Dans le Vercors, j'ai découvert des routes spectaculaires, dont l'une est tombée dans l'oubli et est fermée depuis 10 ans à cause de sa dangerosité. Une petite barrière à franchir et tu arrives dans un monde grandiose de rochers et de gorges profondes qui semble tout droit sorti d'un roman de Tolkien. Je recherche particulièrement la dimension romanesque d'un lieu.

snow motifs, black horse, Swiss hotel Belvédère.

Photo: Christophe Jacrot

Y a-t-il aussi des expériences inattendues ?

Oui, par exemple un hôtel suisse désormais fermé, l'hôtel Belvédère, coincé dans un virage en lacets à 2200 mètres d'altitude. Je l'ai découvert sur Instagram. J'ai même regardé des vidéos de motards filmant leurs trajets avec des GoPros pour comprendre la nature de l'endroit avant de m'y rendre moi-même.

Comme la route est fermée 18 km plus bas en hiver, j'ai eu une petite fenêtre de temps pour prendre des photos au début de l'hiver, lorsque les premiers flocons de neige sont tombés.
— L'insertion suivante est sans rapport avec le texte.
PR #1862, opened 2019-11-29
memberlist: fix metric names and expose internal memberlist metrics

pstibrany:
This PR fixes some metrics names used by `memberlist.Client` (eg. `_size` -> `_bytes`), and configures "github.com/armon/go-metrics" library used by memberlist to write its metrics to Prometheus.

### DIFF
--- a/pkg/ring/kv/memberlist/metrics.go
+++ b/pkg/ring/kv/memberlist/metrics.go
@@ -17,7 +17,7 @@ func (m *Client) createAndRegisterMetrics() {
 	m.totalSizeOfReceivedMessages = prometheus.NewCounter(prometheus.CounterOpts{
 		Namespace: m.cfg.MetricsNamespace,
 		Subsystem: subsystem,
-		Name:      "received_broadcasts_size",
+		Name:      "received_broadcasts_bytes",
 		Help:      "Total size of received broadcast user messages",
 	})
 
@@ -68,7 +68,7 @@ func (m *Client) createAndRegisterMetrics() {
 	m.totalSizeOfBroadcastMessagesInQueue = prometheus.NewGauge(prometheus.GaugeOpts{
 		Namespace: m.cfg.MetricsNamespace,
 		Subsystem: subsystem,
-		Name:      "messages_in_broadcast_size_total",
+		Name:      "messages_in_broadcast_queue_bytes",
 		Help:      "Total size of messages waiting in the broadcast queue",
 	})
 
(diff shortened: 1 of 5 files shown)


pkg/ring/kv/memberlist/metrics.go
```diff
@@ -17,7 +22,7 @@ func (m *Client) createAndRegisterMetrics() {
 	m.totalSizeOfReceivedMessages = prometheus.NewCounter(prometheus.CounterOpts{
 		Namespace: m.cfg.MetricsNamespace,
 		Subsystem: subsystem,
-		Name:      "received_broadcasts_size",
+		Name:      "received_broadcasts_bytes",
```
pracucci: A counter should have the `_total` suffix according to [Prometheus conventions](https://prometheus.io/docs/practices/naming/). Same comment applies to other counters in this file.

_I'm mentioning it because memberlist is still experimental, so introducing breaking changes in the metrics name shouldn't be an issue._

pkg/ring/kv/memberlist/metrics.go
```diff
@@ -161,13 +160,28 @@ func (m *Client) createAndRegisterMetrics() {
...
+		cfg := armonmetrics.DefaultConfig("")
+		cfg.EnableHostname = false         // no need to put hostname into metric
+		cfg.EnableHostnameLabel = false    // no need to put hostname into labels
+		cfg.EnableRuntimeMetrics = false   // metrics about Go runtime already provided by prometheus
+		cfg.EnableTypePrefix = true        // to make better sense of internal memberlist metrics
+		cfg.TimerGranularity = time.Second // timers are in seconds in prometheus world
+
+		armonmetrics.NewGlobal(cfg, sink)
+	} else {
+		fmt.Println("Error while registering ")
```
pracucci: I guess we want a log here, not `fmt.Println()`

pkg/ring/kv/memberlist/metrics.go
pstibrany: > A counter should have the _total suffix according to Prometheus conventions. Same comment applies to other counters in this file.

Fixed (I don't like this specific convention at all).

> I'm mentioning it because memberlist is still experimental, so introducing breaking changes in the metrics name shouldn't be an issue.

That's why this PR is fixing it now.

pracucci: Should we change metrics in `tcp_transport.go` as well, to keep consistency?

pstibrany: > Should we change metrics in `tcp_transport.go` as well, to keep consistency?

You're adding more salt to the wound now :) OK, ok, ...

pracucci: Unintentionally. I'm OK if you prefer to remove the `_total` suffix, but if we add it, we should do it in all memberlist metrics.

PR #1863, opened 2019-11-29
Reuse request timeseries slice on error in the ingester

pracucci:
**What this PR does**:
If I'm not missing anything, this should be a safe change to do, to make sure a request timeseries slice gets reused (in the ingester) even in case of error.

_No issue_

**Checklist**
- [ ] Tests updated
- [ ] Documentation added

Lorsque je me suis rendu à cet endroit pour la deuxième fois en novembre, la route était déjà officiellement fermée par une barrière que j'ai réussi à ouvrir. Malheureusement pour moi, je suis tombée sur les employés responsables et j'ai dû utiliser tous mes arguments pour qu'ils me laissent passer. Ils m'ont accordé une heure, que j'ai respectée à la minute près. J'étais content.
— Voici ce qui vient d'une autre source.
PR #1865, opened 2019-12-02
Added fingerprint collisions to the test.

pstibrany:
This PR adds one test, which shows collisions in Fingerprint function. We knew that Fingerprint function has collisions, but now we have specific examples, and simple way to generate more.

### DIFF
--- a/pkg/ingester/client/compat_test.go
+++ b/pkg/ingester/client/compat_test.go
@@ -130,6 +130,12 @@ func TestFingerprintCollisions(t *testing.T) {
 	c1 = metric.Set("A", Alabel1).Labels()
 	c2 = metric.Set("A", Alabel2).Labels()
 	verifyCollision(t, true, c1, c2)
+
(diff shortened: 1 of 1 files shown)


gouthamve:
Umm, what is this test doing and why should it be included in the code-base? Just curious as I don't have a lot of context on the whole collision discussions.

pstibrany:
> Umm, what is this test doing and why should it be included in the code-base? Just curious as I don't have a lot of context on the whole collision discussions.

We have couple of places in the code, where we don't handle collisions properly. We have discussed whether it's worth fixing them or how often they show up. I was trying to show that they are in fact real, and this test shows some exact colliding label sets, and even gives you hint how to create any number of them. (by using those colliding "_" and "A" labels from the test).

gouthamve:
Ah makes sense.

> It's mostly for documentation purposes.

Could you put the info in a comment above the test so that in the future we know why it is there?

PR #1866, opened 2019-12-02
Do not consider PENDING state as healthy

pracucci:
**What this PR does**:
While working on the PR #1818 I've realized that an ingester is considered healthy for read operations while `PENDING` but not while `JOINING`. From my perspective, an ingester shouldn't be considered healthy while `PENDING`, so I'm suggesting to:

1. Do not consider `PENDING` state as healthy
2. Explicitly enumerate healthy ingester states for the read path

In the read path, there are some API endpoints like `LabelNames` and `LabelValuesForLabelName` for which we query all healthy ingesters (see `distributor.forAllIngesters()`). A `PENDING` ingester shouldn't hold any data yet, so shouldn't be required to be hit.

A comment I've received in a previous discussion on this topic is that this change may introduce quorum issues during ingesters rollout. However, I can't see a real difference compared to when the ingester switches from `PENDING` to `JOINING`, considered that we already consider the `JOINING` state as unhealthy.

_No issue_

**Checklist**
- [x] Tests updated
- [ ] Documentation added

### DIFF
--- a/pkg/ring/model.go
+++ b/pkg/ring/model.go
@@ -184,7 +184,7 @@ func (d *Desc) TokensFor(id string) (tokens, other []uint32) {
 func (i *IngesterDesc) IsHealthy(op Operation, heartbeatTimeout time.Duration) bool {
 	if op == Write && i.State != ACTIVE {
 		return false
-	} else if op == Read && i.State == JOINING {
+	} else if op == Read && i.State != ACTIVE && i.State != LEAVING {
 		return false
 	}
 	return time.Now().Sub(time.Unix(i.Timestamp, 0)) <= heartbeatTimeout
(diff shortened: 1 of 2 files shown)


pstibrany:
Personally, I would find it easier to read `IsHealthy` method, if "true" cases were more explicit. As it is now, each time I read it, I find it confusing. :-(

csmarchbanks:
I am concerned that this could break queries after a single ingester failure. If an ingester pod vanishes (node issue or something), it will still be unhealthy in the ring, and now the new pending pod will also be considered unhealthy causing all reads to fail. Would you be able to test that?

bboreham:
I think Chris is correct, and I think the solution is not to count pending ingesters as an error.
That implies a change to `Ring.GetAll()`.
Maybe we can lose `reallyAll` at the same time.

pracucci:
_Closing for now_

PR #1867, opened 2019-12-02
Declass ingester fingerprint hash collision log to debug level

pracucci:
**What this PR does**:
We're aware that there are fingerprint hash collisions and we handle them through the mapper. Is it really worth log them as Info level or can we declass it to Debug?

_A train of these logs is quite common during ingesters rollout, logged by the joining ingester while receiving all series from the leaving one._

_No issue_

**Checklist**
- [ ] Tests updated
- [ ] Documentation added


pstibrany:
Btw, this mapper is used with 'fast fingerprints', totally different function ;-) (much more collision-prone).

PR #1878, opened 2019-12-04
Distributing sum queries

owen-d:
## What
This PR (squashed from https://github.com/cortexproject/cortex/pull/1730 for simplicity) introduces a new query-frontend flag, `querier.sum-shards`, which allows cortex to fan out and process queries in parallel where appropriate. In order for a query to be parallelizeable, the query itself must be parallelizeable and it must use a sharded schema (v10+).

#### Sharding
The v10 schema introduced a shard factor which spreads series across n shards. This is a prerequisite for allowing us to query data from these shards in parallel.

### Problem
Although the v10 schema change introduces a shard factor, all shards must still be processed on a single querier. This is compounded by the fact that query ASTs are not broken down before execution. Therefore, while sharding lets us split up and process data at it's source location, we still re-aggregate it and process it all in one place. The two goals of this PR are to fix these by splitting up child ASTs into `n` merge-able queries for individual execution, where `n = shard factor`.

### Mapping ASTs
Firstly, we introduce a package called `astmapper` with the interface:

```
// ASTMapper is the exported interface for mapping between multiple AST representations
type ASTMapper interface {
	Map(node promql.Node) (promql.Node, error)
}
```

This interface is used to map ASTs into different ASTs. We use this to turn i.e.

`sum by (foo) (rate(bar{baz=”blip”}[1m]))` into approximately

```
sum by (foo) (
  sum by (foo) (rate(bar{baz=”blip”,__cortex_shard__=”0of16”}[1m])) or
  sum by (foo) (rate(bar{baz=”blip”,__cortex_shard__=”1of16”}[1m])) or
  ...
  sum by (foo) (rate(bar{baz=”blip”,__cortex_shard__=”15of16”}[1m]))
)
```

There are more complex optimizations to our sum mapping, but this is a simplified example for the PR description.

This works largely because summing the sub-sums is equivalent. The principle should hold true for any merge operation that is associative, but sums are the initial focus.

### `querier.sum-shard` (bool)
This flag enables shard summing behavior

### Schema config on frontend
The query-frontend now requires a schema config to determine how/when to shard queries, either from a file or from flags (i.e. by the `config-yaml` CLI flag). This is the same schema config the queriers consume. Queries are currently shardable when they only span a single shard-enabled schema definition (v10+) although this could be improved in later work.

### Concurrency controls
It's also advised to increase downstream concurrency controls as well to account for more queries of smaller sizes:
  * `querier.max-outstanding-requests-per-tenant`
  * `querier.max-query-parallelism`
  * `querier.max-concurrent`
  * `server.grpc-max-concurrent-streams`

It is also worth noting that instrumentation (traces) also scale with the number of sharded queries. We've had success scaling up our `JAEGER_REPORTER_MAX_QUEUE_SIZE` in order to handle the new volume.

### Work distribution
With query sharding enabled, the query-frontends do more work than previously. This runs afoul of the fact that they aren't horizontally scalable yet (per tenant queues are per process). Therefore, it's highly suggested to vertically scale them compared to before. In the future, this can be mitigated by the following:
- making the query-frontends horizontally scalable (co-opt @pracucci's centralized limits or similar for the frontends)
- Support recursive parallelization for queriers (detailed later).

### parallelization vs ast delegation
In addition to parallelizing sum operations, this PR still distributes non-parallelized operations to downstream queriers. In the following example, we parallelize the `sum(rate...))` and distribute the largest possible child ast (the `sum(histogram_quantile...))` in this case) to a querier.

```
sum(histogram_quantile(0.5, rate(selector[1m]))) +
sum(rate(selector[1m]))
```
-> 
shard `sum(rate(selector[1m]))` and delegate `sum(histogram_quantile(0.5, rate(selector[1m])))` to a querier.

#### Parallelize merge operations
This PR only parallelizes sums, but it should be possible for any [_associative_](https://en.wikipedia.org/wiki/Associative_property) merge operation. Some examples could be:

- `avg(selector)` -> `sum(selector)/count(selector)`, which can be parallelized in turn by their shard factors
- `rate(selector[1m])` -> `rate(selector{shard=0}[1m]) + rate(selector{shard=1}[1m])`

#### pipe dream: recursive parallelization
Theoretically, queriers could perform a single aggregation and parallelize/recursively delegate to other queriers. It would likely require a planner/scheduler and could be extended to support intermediate caching. However, it is beyond the scope of this PR.

## Benchmarks
Here are some benchmark results for different query types, shard factors, and artificial delay introduced (to simulate downstream executions):

```
go test -test.bench BenchmarkQuerySharding
goos: darwin
goarch: amd64
pkg: github.com/cortexproject/cortex/pkg/querier/queryrange
BenchmarkQuerySharding/desc:[sum_nogroup]---shards:[1]---series:[4096]---delayPerSeries:[0s]---samplesPerSeries:[100]-8                        2         668514448 ns/op
BenchmarkQuerySharding/desc:[sum_nogroup]---shards:[2]---series:[4096]---delayPerSeries:[0s]---samplesPerSeries:[100]-8                        3         345328972 ns/op
BenchmarkQuerySharding/desc:[sum_nogroup]---shards:[4]---series:[4096]---delayPerSeries:[0s]---samplesPerSeries:[100]-8                        6         173694813 ns/op

BenchmarkQuerySharding/desc:[sum_nogroup]---shards:[1]---series:[4096]---delayPerSeries:[100µs]---samplesPerSeries:[100]-8                     1        1120235887 ns/op
BenchmarkQuerySharding/desc:[sum_nogroup]---shards:[2]---series:[4096]---delayPerSeries:[100µs]---samplesPerSeries:[100]-8                     2         576303220 ns/op
BenchmarkQuerySharding/desc:[sum_nogroup]---shards:[4]---series:[4096]---delayPerSeries:[100µs]---samplesPerSeries:[100]-8                     4         289560953 ns/op

--------------------------------

BenchmarkQuerySharding/desc:[sum_by]---shards:[1]---series:[4096]---delayPerSeries:[0s]---samplesPerSeries:[100]-8                             2         807234470 ns/op
BenchmarkQuerySharding/desc:[sum_by]---shards:[2]---series:[4096]---delayPerSeries:[0s]---samplesPerSeries:[100]-8                             3         398730618 ns/op
BenchmarkQuerySharding/desc:[sum_by]---shards:[4]---series:[4096]---delayPerSeries:[0s]---samplesPerSeries:[100]-8                             5         202423816 ns/op

BenchmarkQuerySharding/desc:[sum_by]---shards:[1]---series:[4096]---delayPerSeries:[100µs]---samplesPerSeries:[100]-8                          1        1250864781 ns/op
BenchmarkQuerySharding/desc:[sum_by]---shards:[2]---series:[4096]---delayPerSeries:[100µs]---samplesPerSeries:[100]-8                          2         624703704 ns/op
BenchmarkQuerySharding/desc:[sum_by]---shards:[4]---series:[4096]---delayPerSeries:[100µs]---samplesPerSeries:[100]-8                          4         324303066 ns/op

--------------------------------

BenchmarkQuerySharding/desc:[sum_without]---shards:[1]---series:[4096]---delayPerSeries:[0s]---samplesPerSeries:[100]-8                        2         893648764 ns/op
BenchmarkQuerySharding/desc:[sum_without]---shards:[2]---series:[4096]---delayPerSeries:[0s]---samplesPerSeries:[100]-8                        2         777097324 ns/op
BenchmarkQuerySharding/desc:[sum_without]---shards:[4]---series:[4096]---delayPerSeries:[0s]---samplesPerSeries:[100]-8                        2         627139368 ns/op

BenchmarkQuerySharding/desc:[sum_without]---shards:[1]---series:[4096]---delayPerSeries:[100µs]---samplesPerSeries:[100]-8                     1        1367469450 ns/op
BenchmarkQuerySharding/desc:[sum_without]---shards:[2]---series:[4096]---delayPerSeries:[100µs]---samplesPerSeries:[100]-8                     1        1012079071 ns/op
BenchmarkQuerySharding/desc:[sum_without]---shards:[4]---series:[4096]---delayPerSeries:[100µs]---samplesPerSeries:[100]-8                     2         791027808 ns/op

--------------------------------

PASS
```

## Tooling:
I've also added a little tool, `query-audit`, which can run a series of queries against multiple prometheus backends and compare the results (I can add make targets if requested). I've used this to empirically test differences in query results across sharded and non-shard enabled backends. Output is below.
```
$ go install ./tools/query-audit/ && query-audit -f ~/grafana/tmp/equivalence-config.yaml

0.000000% avg diff for:
        query: sum(rate(container_cpu_usage_seconds_total[5m]))
        series: 1
        samples: 289
        start: 2019-11-25 00:00:00 +0000 UTC
        end: 2019-11-28 00:00:00 +0000 UTC
        step: 15m0s

0.000000% avg diff for:
        query: sum(rate(container_cpu_usage_seconds_total[5m])) by (container_name)
        series: 95
        samples: 25877
        start: 2019-11-25 00:00:00 +0000 UTC
        end: 2019-11-28 00:00:00 +0000 UTC
        step: 15m0s

0.000000% avg diff for:
        query: sum(rate(container_cpu_usage_seconds_total[5m])) without (container_name)
        series: 4308
        samples: 374989
        start: 2019-11-25 00:00:00 +0000 UTC
        end: 2019-11-26 00:00:00 +0000 UTC
        step: 15m0s

0.000000% avg diff for:
        query: histogram_quantile(0.9, sum(rate(cortex_cache_value_size_bytes_bucket[5m])) by (le, job))
        series: 13
        samples: 325
        start: 2019-11-25 00:00:00 +0000 UTC
        end: 2019-11-25 06:00:00 +0000 UTC
        step: 15m0s

0.000000% avg diff for:
        query: sum without (instance, job) (rate(cortex_query_frontend_queue_length[5m])) or sum by (job) (rate(cortex_query_frontend_queue_length[5m]))
        series: 21
        samples: 525
        start: 2019-11-25 00:00:00 +0000 UTC
        end: 2019-11-25 06:00:00 +0000 UTC
        step: 15m0s

0.000000% avg diff for:
        query: sum without (instance, job) (rate(cortex_cache_request_duration_seconds_count[5m])) or rate(cortex_cache_request_duration_seconds_count[5m])
        series: 942
        samples: 23550
        start: 2019-11-25 00:00:00 +0000 UTC
        end: 2019-11-25 06:00:00 +0000 UTC
        step: 15m0s

0.000000% avg diff for:
        query: sum by (namespace) (predict_linear(container_cpu_usage_seconds_total[5m], 10))
        series: 16
        samples: 400
        start: 2019-11-25 00:00:00 +0000 UTC
        end: 2019-11-25 06:00:00 +0000 UTC
        step: 15m0s

0.000000% avg diff for:
        query: sum by (namespace) (avg_over_time((rate(container_cpu_usage_seconds_total[5m]))[10m:]) > 1)
        series: 4
        samples: 52
        start: 2019-11-25 00:00:00 +0000 UTC
        end: 2019-11-25 01:00:00 +0000 UTC
        step: 5m0s
```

Quelles sont les difficultés que tu rencontres lorsque tu prends des photos sous la pluie ou la neige ?

Lorsqu'il pleut, en particulier lors de la mousson, le problème est le changement brutal de température et la buée qui en résulte... En Asie, j'éteins donc la climatisation à l'hôtel tôt le matin pour que l'appareil photo atteigne la température de la rue. En hiver, le risque existe aussi lorsque je passe du froid extérieur à une pièce chauffée.
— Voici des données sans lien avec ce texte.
PR #1885, opened 2019-12-05
Add flush job mode to ingester.

gouthamve:
This is my attempt to simplify things compared to #1747

/cc @jtlisi @codesome

**What this PR does**:

Fixes #<issue number>

**Checklist**
- [ ] Tests updated
- [ ] Documentation added

### DIFF
--- a/pkg/cortex/cortex.go
+++ b/pkg/cortex/cortex.go
@@ -143,6 +143,8 @@ func (c *Config) Validate() error {
 
 // Cortex is the root datastructure for Cortex.
 type Cortex struct {
+	cfg Config
+
 	target             moduleName
 	httpAuthMiddleware middleware.Interface
 
@@ -173,6 +175,7 @@ func New(cfg Config) (*Cortex, error) {
 	}
 
 	cortex := &Cortex{
+		cfg:    cfg,
 		target: cfg.Target,
 	}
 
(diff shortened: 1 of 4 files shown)


pkg/cortex/cortex.go
```diff
@@ -238,7 +241,20 @@ func (t *Cortex) initModule(cfg *Config, m moduleName) error {
 
 // Run starts Cortex running, and blocks until a signal is received.
 func (t *Cortex) Run() error {
-	return t.server.Run()
+	var err error
+	done := make(chan struct{})
```
codesome: We are not waiting for this anywhere (I will create a follow-up PR to your branch, just a note to myself)

gouthamve:
> This might create it's own problem

Can you think of cases? I see this flush-job as something you run after the cluster has stabilised and I don't see any issues with it. Even if the cluster is in flux, I don't see it causing an major issues.

> There is a long wait before we start flushing even when we know it's a flush job

How / Where?

codesome:
> you run after the cluster has stabilised

If we assume this then should be fine. But it is still an assumption. I am afraid it might interfere with transfer otherwise? I prefer running this job without worrying about the state of the cluster, as that just adds another dependency for the job.

> How / Where?

Apparently it does not after the `TransferOut` is disabled :)

pkg/cortex/cortex.go
```diff
@@ -238,7 +241,22 @@ func (t *Cortex) initModule(cfg *Config, m moduleName) error {
...
+	go func() {
+		err = t.server.Run()
+
+		close(done)
+	}()
+
+	// Initiate shutdown if its a job to flush data.
+	if t.cfg.Ingester.IsFlushJob {
+		_ = t.Stop()
```
codesome: We need to make sure that calling `t.Stop()` twice is not a problem. Currently, `main.go` would also call this and try stopping the modules again.

codesome:
I have rebased https://github.com/cortexproject/cortex/pull/1747 on top of this with a small fix. I think we can close this now.

gouthamve:
Closing this as most of the changes have been incorporated in #1747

Et comment fais-tu les "photos de pluie mouillée" ?

Tu parles sûrement des photos de pluie que j'ai prises à travers les vitres de ma voiture. Eh bien, crois-moi, c'est compliqué. Quand on est coincé à l'intérieur d'une petite voiture, les possibilités sont limitées et il n'est pas facile d'établir la bonne distance avec le sujet. Mon rêve est un bus avec son énorme pare-brise. Il faut aussi qu'il pleuve suffisamment pour pouvoir représenter la pluie de manière idéale : petites ou grosses gouttes ? Doivent-elles tomber, couler ou former des bandes lisses ? C'est un véritable art d'utiliser les essuie-glaces !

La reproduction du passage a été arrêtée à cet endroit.